Ramlawi has begun to change this, collecting tons of bags, bottles and other items to keep his factory open.
With raw materials restricted under an Israeli blockade, Ramlawi says that he would have had to shutter the plant and lay off his 50 workers long ago. Instead, thanks to the recycling effort, his factory in east Gaza City produces between 1.5 to 2 tons of irrigation pipes, black trash bags and cable hoses each day all supplied to the local market.
“Due to the siege and restrictions on imports, we had to use the materials available in Gaza and recycle it,” Ramlawi said as workers behind him reeled a newly produced hose on a wheel out from the production line. “That’s how the idea came and we started developing it.”

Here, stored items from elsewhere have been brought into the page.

PR #126, opened 2020-10-29
test: link to externals outside node_modules 

aleclarson:
In this test, the `node_modules/d3-drag` path is linked to `../../d3-drag` (which is a local package, not from node_modules).

This setup mimics a monorepo, where dependencies often point to local packages.

The local `d3-drag` package contains an `index.d.ts` module.

This test fails with `Unexpected token` error, since no `Program` is found for the `d3-drag/index.d.ts` module.


aleclarson:
I'm working on a fix, so lmk if you are too. ;)

aleclarson:
Okay, I've got a fix working! LGTM 👍

src/index.ts
```diff
@@ -53,6 +46,14 @@ const plugin: PluginImpl<Options> = (options = {}) => {
           ts.ScriptTarget.Latest,
           true, // setParentNodes
         );
+    } else {
+      // Rollup doesn't tell you the entry point of each module in the bundle,
+      // so we need to ask every TypeScript program for the given filename.
+      program = programs.find(p => (source = p.getSourceFile(fileName)));
+      if (!program && fs.existsSync(fileName)) {
```
Swatinem, line 53:
```suggestion
      if (!program && ts.sys.fileExists(fileName)) {
```

avoids the import, since we already use `ts.sys` in this file.

tests/testcases/externals-link/meta.ts
```diff
@@ -0,0 +1,6 @@
+exports.options = {
```
Swatinem, line 1: I would prefer JSON for these files, as in most of the other cases as well.

tests/testcases/externals-link/node_modules/d3-drag
```diff
@@ -0,0 +1 @@
+../../../d3-drag
```
Swatinem, line 1: any specific reason for this link? I would rather like to keep the testcase self contained.

Swatinem (commented):
Nice!

tests/testcases/externals-link/node_modules/d3-drag
Swatinem: lol nevermind, I should have read the PR description, lol.

aleclarson: unfortunately, it has to exist outside the root directory of the test case for the error to occur :(

Issue #137, opened 2021-03-05
Feature request: Allow passing in a readFile function as an option


marijnh:
I have a setup where I'm using this plugin as part of a build pipeline that doesn't write its intermediate files to disk. I'm currently doing a dodgy thing where I temporarily overwrite `ts.sys.readFile` to hook in access to the files I have in memory, and it works, but I'd like to not do that. I'll gladly prepare a PR if this is something you'd be open to.

Swatinem:
I think that is a sensible thing to do, yes.

I wanted to revamp the loading/transforming parts of this plugin at some point either way, but I don’t think I will have time for that anytime soon.

So this would override the `readFile` hook that is being passed to the `createProgram` calls as well, right?

marijnh:
Yes, that'd be the idea.

Another possible approach, which would be cleaner and also serve my purpose, would be to replace the plugin's `load` hook with a `transform` hook... but I'm guessing there is a reason it's a `load` hook?

Swatinem:
I have to double-check, this was all quite long ago, but back then I think I had to use the `load` hook to avoid the code being parsed as JS.

marijnh:
The [docs](https://rollupjs.org/guide/en/#transform) suggest it runs before parsing (which makes sense because most types of transformation plugins will need to act before parsing).

marijnh:
(If you don't have time, but are open to the change, I can take a stab at moving this to a transform hook, and let you know if it's possible.)

Swatinem:
Sure, that would be awesome!

BTW, my reasoning why I was looking into having both load+transform hooks was to better support sourcemaps:
* `load` the `.d.ts{,.map}`
* `transform` and return another `map` via `magic-string` which I started using in the preprocessor.
* (eventually use `magic-string` again in the post-processor to have sourcemaps front to back)

marijnh:
Thanks a lot! If you have the time to cut a release in the near future, I'll glad to be able to drop my hack.

Swatinem:
> If you have the time to cut a release in the near future, I'll glad to be able to drop my hack.

Published `3.0.0`; major bump since I used the opportunity to switch to ES modules and drop Node 10 support.

marijnh:
Appreciated.

PR #138, opened 2021-03-05
Use transform hook instead of load hook for code transformation

marijnh:
See discussion in #137. This was really easy. But I'm a bit confused by the use of magic-string in the package—it doesn't seem to actually _do_ anything with the source maps, it just converts the magic string object back to a string and discards the mapping data (if I'm reading it right). Is that code part of a planned future extension, or am I missing something?

### DIFF
--- a/src/index.ts
+++ b/src/index.ts
@@ -31,20 +31,18 @@ const plugin: PluginImpl<Options> = (options = {}) => {
   // except when all entry points are ".d.ts" modules.
   let programs: Array<ts.Program> = [];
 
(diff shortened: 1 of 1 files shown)


Swatinem:
> Is that code part of a planned future extension, or am I missing something?

Yes. SourceMaps are pretty much broken now since the postprocessing can potentially shuffle code around however it likes, so I didn’t bother trying to make it work at all so far.

Swatinem (approved):

Swatinem:
Nice! That was indeed easier than expected

PR #186, opened 2021-11-15
issue 185 - added test case

funnisimo:
Added test of sample provided in issue.


Swatinem (approved):

Swatinem:
Test looks good! I have an idea of what needs to be done to fix this, just need to find some time to actually work on this.

funnisimo:
Is there any way I can help?

I also noticed (but did not add to the issue/test) that the following also causes hoist problems:

>> a.ts
export type Callback<T extends Props> = (obj: T) => any;

PR #188, opened 2021-12-16
Support for reference path directives

lmartorella:
PR to fix the [triple-slash reference path](https://www.typescriptlang.org/docs/handbook/triple-slash-directives.html#-reference-path-), not correctly bundled in the output file.
For example:

`index.d.ts`:
```ts
/// <reference path="./lib-global-ns.d.ts" />
export * from "./sub/lib-es.ts";
```

`lib-es.ts`:
```ts
/// <reference path="./lib-global-ns-2.d.ts" />

// [...]
```
should result in a bundled file with all the references at the top, with correct relative paths:

```ts
/// <reference path="./lib-global-ns.d.ts" />
/// <reference path="./sub/lib-global-ns-2.d.ts" />

// [...]
```

The triple-slash reference path syntax can still be used in ES-module declarations files. For example, it can be used in mixed projects that are still using global namespaces. In that case, migrating a sub-section of the project should leave the structure of the reference paths untouched.

> Note: I'm sure how to get the target file path from the `renderChunk` function. During the UT the `options.file` seems to not be there, so I used the `chunk.facadeModuleId` in that case.

Thanks, L

### DIFF
--- a/src/transform/index.ts
+++ b/src/transform/index.ts
@@ -3,6 +3,7 @@ import ts from "typescript";
 import { NamespaceFixer } from "./NamespaceFixer.js";
 import { preProcess } from "./preprocess.js";
 import { convert } from "./Transformer.js";
+import * as path from "path";
 
 export interface TransformOptions {}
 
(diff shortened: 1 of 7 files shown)


Swatinem (approved):

Swatinem:
Ah very nice!
I thought to ask about if it wouldn’t be better to just inline the contents of these files, since you would have to ship them if they are referenced. But your comment explained it very well that this should only be a stopgap solution on the migration path to proper ES modules ;-)

lmartorella:
Oh yes, there are use cases in which different top-level modules of a bigger project has to refer the same global ".d.ts" (still using namespaces). Inlining it would "break" the inheritance. Thanks!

Israel and Egypt imposed the blockade on Gaza after Hamas seized control of the territory from the forces of Palestinian President Mahmoud Abbas in 2007. The blockade has restricted the movement of people and goods in and out of the territory.
Israel says the policy is needed to prevent Hamas, a militant group committed to Israel’s destruction, from building up its arsenal of rockets and other weapons. But the restrictions have crippled Gaza’s economy. Scores of factories have been forced to close, and unemployment is over 40 percent, according to the World Bank and other international estimates.
At times, Israel has restricted imports of polyethylene, a key material for Ramlawi. And in recent months, it has stopped them altogether. Ramlawi says he hasn’t received a shipment in three months.
COGAT, the Israeli defense agency responsible for dealing with civilian issues in Gaza, said that polyethylene is on a list of “dual-use” materials that can be diverted by Hamas for military purposes. While such materials are sometimes allowed into Gaza, “they require security checks to ensure that the materials reach their proper destination to benefit the residents of Gaza,” COGAT said in a statement.
The Gaza Strip produces 1,700 tons of solid waste daily, according to Abdulrahim Abu al-Qomboz, head of the environment department in Gaza municipality. Plastic makes up 15 percent of the waste, and he said his office is pleased with the recycling effort.
“We encourage the recycling of garbage in an organized way, not only plastic, but all components of solid waste,” he said.
At the factory, two workers were sorting abandoned water tanks, juice containers and plastic crates one recent morning and chopping them up in a grinder. After that, the ground plastic was sent for washing manually, where workers used a shovel to stir the fragments in washing tubs before moving them in buckets to a locally made dryer.
The plastic was further processed using a combination of old machines and manual techniques until it was finally turned into tiny balls. These balls, together with raw polyethylene, then went to production lines.
The process produces a substance that is close to polyethylene, Ramlawi said. Without it, he would have run out of his meager supply months ago and gone out of business.
The plastic is mostly recovered from landfills and road waste containers by poor or jobless individuals a process that the municipality turns a blind eye to, despite health concerns.
For Nasrallah al-Rifi, a father of six, searching through garbage is a matter of survival. Married since 2006, he has six children and can’t find regular work.
“I do this to feed my children,” he said as he collected plastic from a landfill in Gaza City. He said he sells the plastic to subcontractors who then send it to factories like Ramlawi’s, the largest of the six such factories in Gaza. He sells a cartload of plastic trash for 15 or 20 shekels, or roughly $5.
“I can give my son a shekel when he goes to school,” he said. “It’s better than sending him with no money.”